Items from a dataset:
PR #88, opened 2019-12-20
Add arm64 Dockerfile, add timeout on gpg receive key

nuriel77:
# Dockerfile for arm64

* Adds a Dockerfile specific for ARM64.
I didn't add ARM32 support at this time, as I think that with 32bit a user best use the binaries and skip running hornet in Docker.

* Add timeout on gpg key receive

--

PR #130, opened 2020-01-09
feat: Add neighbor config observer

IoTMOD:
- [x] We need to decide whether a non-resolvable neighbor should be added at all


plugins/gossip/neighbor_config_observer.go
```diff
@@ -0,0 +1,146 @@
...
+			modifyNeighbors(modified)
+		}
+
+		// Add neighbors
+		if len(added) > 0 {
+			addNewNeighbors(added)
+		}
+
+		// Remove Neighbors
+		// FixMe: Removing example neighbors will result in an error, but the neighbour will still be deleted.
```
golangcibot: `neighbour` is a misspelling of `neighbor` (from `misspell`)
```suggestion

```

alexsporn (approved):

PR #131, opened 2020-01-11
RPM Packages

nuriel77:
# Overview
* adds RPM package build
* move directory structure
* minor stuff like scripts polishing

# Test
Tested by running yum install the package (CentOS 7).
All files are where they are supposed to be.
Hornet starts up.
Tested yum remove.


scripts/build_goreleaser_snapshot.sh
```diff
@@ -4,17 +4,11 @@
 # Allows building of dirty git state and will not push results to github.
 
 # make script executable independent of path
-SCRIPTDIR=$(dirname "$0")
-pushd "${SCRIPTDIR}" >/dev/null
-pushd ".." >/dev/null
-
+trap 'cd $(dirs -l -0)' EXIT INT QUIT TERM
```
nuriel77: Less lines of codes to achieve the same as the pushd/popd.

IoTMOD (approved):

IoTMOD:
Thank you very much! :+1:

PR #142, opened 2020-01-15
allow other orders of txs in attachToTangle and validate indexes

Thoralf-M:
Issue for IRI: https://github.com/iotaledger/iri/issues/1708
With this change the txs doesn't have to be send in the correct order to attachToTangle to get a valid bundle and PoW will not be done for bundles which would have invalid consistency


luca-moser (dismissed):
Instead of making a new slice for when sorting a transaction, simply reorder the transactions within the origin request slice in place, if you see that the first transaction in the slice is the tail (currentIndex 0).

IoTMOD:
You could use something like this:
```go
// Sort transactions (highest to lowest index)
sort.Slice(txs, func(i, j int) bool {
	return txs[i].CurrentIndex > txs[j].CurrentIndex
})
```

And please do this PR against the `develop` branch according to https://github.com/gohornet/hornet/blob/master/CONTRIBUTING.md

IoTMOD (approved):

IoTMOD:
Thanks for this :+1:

_Task to carry out_.
The expected answer is an exact copy of the lines above, beginning at the line with "PR #88, opened 2019-12-20" and ending at the line with "gpg key receive", with both ends in.

_Answer for this exercise_.
PR #88, opened 2019-12-20
Add arm64 Dockerfile, add timeout on gpg receive key

nuriel77:
# Dockerfile for arm64

* Adds a Dockerfile specific for ARM64.
I didn't add ARM32 support at this time, as I think that with 32bit a user best use the binaries and skip running hornet in Docker.

* Add timeout on gpg key receive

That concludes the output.